Task item — Give back exactly the lines of the data below, starting with the line that has "The handling of" and going on through the line that has "PR #1251, opened 2023-11-07".
══ Extracted entries
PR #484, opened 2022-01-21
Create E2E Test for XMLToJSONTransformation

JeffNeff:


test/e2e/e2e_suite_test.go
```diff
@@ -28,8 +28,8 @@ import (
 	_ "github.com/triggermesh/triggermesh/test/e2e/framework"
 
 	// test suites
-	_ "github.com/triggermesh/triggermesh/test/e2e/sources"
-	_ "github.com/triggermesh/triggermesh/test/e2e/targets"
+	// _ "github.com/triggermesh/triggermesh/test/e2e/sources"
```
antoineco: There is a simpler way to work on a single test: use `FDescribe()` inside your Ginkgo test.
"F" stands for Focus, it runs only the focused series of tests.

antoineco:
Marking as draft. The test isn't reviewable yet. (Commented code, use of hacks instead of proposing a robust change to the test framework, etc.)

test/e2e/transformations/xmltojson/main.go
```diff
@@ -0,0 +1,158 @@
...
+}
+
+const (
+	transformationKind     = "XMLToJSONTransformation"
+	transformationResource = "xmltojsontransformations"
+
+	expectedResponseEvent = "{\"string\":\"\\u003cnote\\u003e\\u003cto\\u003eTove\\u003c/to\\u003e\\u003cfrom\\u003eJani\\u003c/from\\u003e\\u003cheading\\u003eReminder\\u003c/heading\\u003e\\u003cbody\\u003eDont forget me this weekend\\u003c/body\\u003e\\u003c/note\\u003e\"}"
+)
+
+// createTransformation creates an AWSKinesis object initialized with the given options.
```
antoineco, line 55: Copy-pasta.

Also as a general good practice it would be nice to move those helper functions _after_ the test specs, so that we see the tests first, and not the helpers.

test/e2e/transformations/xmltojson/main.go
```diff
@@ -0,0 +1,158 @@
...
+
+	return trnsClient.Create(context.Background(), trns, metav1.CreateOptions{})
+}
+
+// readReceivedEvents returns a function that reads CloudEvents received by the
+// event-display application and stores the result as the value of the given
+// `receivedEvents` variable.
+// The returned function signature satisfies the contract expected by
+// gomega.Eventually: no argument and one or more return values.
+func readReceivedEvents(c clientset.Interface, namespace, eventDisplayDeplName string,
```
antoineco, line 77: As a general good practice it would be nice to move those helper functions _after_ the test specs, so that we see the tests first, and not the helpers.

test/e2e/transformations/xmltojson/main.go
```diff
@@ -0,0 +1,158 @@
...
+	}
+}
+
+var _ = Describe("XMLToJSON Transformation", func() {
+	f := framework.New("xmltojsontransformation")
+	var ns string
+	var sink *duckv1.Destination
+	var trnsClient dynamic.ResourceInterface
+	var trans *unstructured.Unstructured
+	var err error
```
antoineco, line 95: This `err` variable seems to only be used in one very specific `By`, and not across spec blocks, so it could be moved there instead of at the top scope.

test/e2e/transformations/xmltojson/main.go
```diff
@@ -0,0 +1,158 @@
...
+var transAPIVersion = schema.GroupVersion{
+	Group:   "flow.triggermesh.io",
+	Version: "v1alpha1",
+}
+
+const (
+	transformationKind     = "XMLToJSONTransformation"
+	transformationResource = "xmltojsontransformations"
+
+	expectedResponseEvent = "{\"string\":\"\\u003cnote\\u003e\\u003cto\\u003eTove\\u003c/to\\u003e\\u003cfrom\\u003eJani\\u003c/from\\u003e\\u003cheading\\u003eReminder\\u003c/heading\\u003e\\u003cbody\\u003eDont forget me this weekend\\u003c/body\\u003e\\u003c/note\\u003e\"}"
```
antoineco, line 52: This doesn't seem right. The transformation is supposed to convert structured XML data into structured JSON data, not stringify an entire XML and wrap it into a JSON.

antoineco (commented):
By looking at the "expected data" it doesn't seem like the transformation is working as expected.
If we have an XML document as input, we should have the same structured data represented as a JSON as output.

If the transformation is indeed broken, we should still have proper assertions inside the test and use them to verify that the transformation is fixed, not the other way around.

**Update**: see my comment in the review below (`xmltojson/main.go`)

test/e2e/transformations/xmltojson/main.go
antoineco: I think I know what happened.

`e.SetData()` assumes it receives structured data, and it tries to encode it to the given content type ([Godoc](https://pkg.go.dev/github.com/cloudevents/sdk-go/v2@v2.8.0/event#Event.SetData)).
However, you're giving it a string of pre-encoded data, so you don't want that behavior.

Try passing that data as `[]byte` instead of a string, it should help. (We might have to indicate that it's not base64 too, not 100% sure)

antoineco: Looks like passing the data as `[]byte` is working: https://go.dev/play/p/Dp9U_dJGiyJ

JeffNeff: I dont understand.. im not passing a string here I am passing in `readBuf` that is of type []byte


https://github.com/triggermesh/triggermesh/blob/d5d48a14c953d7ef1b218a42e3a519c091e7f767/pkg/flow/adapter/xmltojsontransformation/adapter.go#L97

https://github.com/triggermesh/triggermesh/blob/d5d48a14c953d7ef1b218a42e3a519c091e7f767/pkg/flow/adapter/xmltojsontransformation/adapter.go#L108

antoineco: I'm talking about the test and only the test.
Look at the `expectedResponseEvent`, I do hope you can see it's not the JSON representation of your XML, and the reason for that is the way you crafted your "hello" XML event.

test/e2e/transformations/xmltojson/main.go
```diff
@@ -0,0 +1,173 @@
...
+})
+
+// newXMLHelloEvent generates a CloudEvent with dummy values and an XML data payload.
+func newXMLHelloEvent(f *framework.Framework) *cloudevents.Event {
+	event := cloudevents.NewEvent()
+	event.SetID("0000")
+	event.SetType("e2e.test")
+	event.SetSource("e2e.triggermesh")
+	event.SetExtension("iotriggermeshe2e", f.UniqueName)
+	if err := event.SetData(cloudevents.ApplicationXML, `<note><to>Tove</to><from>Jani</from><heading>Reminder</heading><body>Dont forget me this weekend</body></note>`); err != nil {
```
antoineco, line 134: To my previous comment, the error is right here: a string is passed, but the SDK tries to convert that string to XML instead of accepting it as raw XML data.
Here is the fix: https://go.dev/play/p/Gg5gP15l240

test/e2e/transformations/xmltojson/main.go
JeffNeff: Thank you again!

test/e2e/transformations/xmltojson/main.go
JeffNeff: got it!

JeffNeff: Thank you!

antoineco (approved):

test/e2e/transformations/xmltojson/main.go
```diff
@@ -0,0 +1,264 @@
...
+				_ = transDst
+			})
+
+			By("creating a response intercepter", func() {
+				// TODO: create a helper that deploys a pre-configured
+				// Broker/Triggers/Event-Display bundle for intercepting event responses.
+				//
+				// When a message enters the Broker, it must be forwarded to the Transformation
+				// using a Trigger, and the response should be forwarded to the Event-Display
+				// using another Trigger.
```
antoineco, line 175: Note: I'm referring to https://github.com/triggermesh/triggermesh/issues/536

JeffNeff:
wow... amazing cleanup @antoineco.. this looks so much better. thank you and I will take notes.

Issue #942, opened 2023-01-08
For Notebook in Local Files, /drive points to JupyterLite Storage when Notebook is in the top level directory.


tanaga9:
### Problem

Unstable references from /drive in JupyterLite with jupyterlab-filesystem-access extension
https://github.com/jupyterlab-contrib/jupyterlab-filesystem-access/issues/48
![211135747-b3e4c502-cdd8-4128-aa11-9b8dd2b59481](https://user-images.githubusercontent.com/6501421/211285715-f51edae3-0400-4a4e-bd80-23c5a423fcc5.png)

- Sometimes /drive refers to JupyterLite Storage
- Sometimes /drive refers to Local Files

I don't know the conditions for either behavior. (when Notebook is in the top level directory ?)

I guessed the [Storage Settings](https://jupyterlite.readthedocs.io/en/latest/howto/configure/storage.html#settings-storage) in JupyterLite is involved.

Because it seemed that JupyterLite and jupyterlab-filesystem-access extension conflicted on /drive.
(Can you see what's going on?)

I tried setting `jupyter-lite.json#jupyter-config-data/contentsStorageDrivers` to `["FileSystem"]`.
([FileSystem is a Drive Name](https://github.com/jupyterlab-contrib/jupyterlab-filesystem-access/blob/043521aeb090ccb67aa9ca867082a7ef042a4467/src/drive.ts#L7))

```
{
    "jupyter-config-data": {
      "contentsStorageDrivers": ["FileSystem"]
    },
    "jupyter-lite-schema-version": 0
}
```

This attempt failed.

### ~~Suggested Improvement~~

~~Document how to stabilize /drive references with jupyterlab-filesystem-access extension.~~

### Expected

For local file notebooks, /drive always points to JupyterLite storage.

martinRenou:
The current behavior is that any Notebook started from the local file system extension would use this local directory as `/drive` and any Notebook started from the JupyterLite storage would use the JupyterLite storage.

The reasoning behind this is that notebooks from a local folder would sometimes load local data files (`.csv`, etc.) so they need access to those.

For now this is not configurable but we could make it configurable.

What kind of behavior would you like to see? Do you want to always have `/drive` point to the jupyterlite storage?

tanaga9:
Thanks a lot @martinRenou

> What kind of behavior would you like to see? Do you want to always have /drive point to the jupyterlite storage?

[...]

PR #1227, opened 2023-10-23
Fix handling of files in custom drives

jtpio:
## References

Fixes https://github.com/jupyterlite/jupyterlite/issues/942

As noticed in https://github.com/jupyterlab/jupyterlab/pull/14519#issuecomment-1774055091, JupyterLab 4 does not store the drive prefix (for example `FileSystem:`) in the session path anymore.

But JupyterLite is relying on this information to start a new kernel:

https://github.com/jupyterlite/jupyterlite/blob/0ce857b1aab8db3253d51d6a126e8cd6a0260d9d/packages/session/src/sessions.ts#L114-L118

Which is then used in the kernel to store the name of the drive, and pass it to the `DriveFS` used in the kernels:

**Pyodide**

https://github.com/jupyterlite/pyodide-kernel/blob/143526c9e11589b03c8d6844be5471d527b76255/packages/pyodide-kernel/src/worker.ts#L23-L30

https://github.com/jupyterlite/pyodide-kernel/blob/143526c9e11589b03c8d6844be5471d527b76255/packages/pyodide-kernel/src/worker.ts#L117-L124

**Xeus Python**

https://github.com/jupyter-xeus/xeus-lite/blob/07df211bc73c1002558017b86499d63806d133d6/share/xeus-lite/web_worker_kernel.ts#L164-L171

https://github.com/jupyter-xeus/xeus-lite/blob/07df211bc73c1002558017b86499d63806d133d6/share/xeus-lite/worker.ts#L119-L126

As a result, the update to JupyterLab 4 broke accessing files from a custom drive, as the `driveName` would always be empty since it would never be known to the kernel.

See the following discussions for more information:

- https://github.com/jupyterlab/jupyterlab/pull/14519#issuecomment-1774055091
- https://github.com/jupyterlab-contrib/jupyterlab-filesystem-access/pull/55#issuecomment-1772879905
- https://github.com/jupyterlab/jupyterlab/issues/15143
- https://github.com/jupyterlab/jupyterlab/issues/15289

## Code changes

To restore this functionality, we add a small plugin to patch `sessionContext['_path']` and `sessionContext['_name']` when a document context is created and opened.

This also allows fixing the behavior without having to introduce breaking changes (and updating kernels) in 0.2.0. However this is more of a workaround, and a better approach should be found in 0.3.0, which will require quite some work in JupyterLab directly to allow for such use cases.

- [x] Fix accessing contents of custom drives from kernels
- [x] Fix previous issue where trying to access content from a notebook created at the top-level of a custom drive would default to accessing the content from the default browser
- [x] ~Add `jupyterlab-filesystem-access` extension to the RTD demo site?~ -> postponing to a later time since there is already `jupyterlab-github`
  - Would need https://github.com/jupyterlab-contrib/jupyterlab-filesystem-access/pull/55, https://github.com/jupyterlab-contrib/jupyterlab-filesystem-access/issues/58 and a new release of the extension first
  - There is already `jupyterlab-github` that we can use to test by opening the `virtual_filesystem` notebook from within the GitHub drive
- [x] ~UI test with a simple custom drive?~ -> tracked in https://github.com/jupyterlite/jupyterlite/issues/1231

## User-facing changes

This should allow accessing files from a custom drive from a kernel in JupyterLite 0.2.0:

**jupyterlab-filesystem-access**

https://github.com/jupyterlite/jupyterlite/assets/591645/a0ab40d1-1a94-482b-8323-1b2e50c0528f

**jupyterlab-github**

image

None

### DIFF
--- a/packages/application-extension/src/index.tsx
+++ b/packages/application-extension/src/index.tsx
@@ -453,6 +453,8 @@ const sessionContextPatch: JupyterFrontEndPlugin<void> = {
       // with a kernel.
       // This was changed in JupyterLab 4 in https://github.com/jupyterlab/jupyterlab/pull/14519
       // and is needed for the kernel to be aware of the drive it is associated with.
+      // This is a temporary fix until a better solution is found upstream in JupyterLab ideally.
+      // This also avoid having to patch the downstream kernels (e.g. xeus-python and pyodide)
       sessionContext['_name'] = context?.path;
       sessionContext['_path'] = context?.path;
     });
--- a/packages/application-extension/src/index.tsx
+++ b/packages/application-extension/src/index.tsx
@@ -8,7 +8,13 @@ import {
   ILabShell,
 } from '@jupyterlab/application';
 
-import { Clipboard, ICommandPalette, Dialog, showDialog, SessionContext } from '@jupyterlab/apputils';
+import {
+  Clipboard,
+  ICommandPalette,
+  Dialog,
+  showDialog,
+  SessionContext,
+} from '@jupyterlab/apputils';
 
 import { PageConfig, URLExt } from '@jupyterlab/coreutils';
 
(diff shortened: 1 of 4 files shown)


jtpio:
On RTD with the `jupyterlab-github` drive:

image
════
══ Extracted entries
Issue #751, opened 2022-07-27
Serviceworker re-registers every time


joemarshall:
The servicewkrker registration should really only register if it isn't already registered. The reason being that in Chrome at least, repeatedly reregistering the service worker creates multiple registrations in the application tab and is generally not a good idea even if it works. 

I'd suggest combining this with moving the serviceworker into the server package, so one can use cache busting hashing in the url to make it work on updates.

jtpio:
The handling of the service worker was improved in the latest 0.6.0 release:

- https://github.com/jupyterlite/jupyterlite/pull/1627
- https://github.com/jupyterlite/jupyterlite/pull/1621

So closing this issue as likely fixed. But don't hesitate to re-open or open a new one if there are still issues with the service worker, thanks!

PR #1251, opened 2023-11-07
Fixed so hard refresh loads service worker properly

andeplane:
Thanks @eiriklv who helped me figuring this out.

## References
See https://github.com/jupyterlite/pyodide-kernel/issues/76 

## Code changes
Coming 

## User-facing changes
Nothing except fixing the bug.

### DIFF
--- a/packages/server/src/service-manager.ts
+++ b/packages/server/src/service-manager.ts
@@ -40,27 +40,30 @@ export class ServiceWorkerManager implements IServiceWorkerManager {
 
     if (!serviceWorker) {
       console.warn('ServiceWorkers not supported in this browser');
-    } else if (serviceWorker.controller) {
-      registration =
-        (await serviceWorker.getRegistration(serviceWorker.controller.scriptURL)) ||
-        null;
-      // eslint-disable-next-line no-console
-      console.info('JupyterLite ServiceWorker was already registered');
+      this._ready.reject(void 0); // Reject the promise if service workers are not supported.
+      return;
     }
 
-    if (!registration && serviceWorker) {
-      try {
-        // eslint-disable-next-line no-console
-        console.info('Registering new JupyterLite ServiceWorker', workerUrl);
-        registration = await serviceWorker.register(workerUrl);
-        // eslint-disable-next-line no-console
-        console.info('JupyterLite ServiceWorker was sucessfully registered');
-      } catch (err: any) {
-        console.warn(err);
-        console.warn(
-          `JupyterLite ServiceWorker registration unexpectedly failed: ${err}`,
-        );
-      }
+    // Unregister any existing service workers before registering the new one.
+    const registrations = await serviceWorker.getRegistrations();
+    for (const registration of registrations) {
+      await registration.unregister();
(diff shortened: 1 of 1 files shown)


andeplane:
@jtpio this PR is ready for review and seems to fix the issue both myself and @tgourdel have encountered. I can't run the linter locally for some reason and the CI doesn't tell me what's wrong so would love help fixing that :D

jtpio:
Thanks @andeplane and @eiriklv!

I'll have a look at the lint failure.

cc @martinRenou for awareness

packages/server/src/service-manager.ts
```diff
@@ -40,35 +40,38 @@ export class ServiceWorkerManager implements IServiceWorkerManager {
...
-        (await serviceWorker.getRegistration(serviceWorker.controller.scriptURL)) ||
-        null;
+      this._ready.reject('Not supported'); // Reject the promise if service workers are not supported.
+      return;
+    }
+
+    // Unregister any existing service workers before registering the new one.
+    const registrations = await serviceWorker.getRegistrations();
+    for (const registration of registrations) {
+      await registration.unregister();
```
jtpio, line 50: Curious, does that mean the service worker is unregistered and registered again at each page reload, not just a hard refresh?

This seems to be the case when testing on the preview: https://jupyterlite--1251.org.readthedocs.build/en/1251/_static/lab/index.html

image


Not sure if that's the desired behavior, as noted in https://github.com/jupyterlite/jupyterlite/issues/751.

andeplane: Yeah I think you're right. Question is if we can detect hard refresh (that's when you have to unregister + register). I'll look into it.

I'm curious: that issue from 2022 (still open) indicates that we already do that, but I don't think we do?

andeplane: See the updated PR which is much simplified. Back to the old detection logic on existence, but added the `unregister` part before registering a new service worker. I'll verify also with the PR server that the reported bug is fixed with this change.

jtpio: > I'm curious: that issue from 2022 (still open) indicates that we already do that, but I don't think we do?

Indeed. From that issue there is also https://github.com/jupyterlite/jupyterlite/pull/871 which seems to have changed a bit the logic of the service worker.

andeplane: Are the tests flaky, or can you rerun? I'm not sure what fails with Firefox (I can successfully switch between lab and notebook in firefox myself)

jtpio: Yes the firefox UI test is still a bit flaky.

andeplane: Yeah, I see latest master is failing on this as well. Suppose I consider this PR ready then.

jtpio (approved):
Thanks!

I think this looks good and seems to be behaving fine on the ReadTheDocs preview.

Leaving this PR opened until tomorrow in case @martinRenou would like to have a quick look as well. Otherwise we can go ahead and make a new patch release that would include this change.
════
Your solution —
The handling of the service worker was improved in the latest 0.6.0 release:

- https://github.com/jupyterlite/jupyterlite/pull/1627
- https://github.com/jupyterlite/jupyterlite/pull/1621

So closing this issue as likely fixed. But don't hesitate to re-open or open a new one if there are still issues with the service worker, thanks!

PR #1251, opened 2023-11-07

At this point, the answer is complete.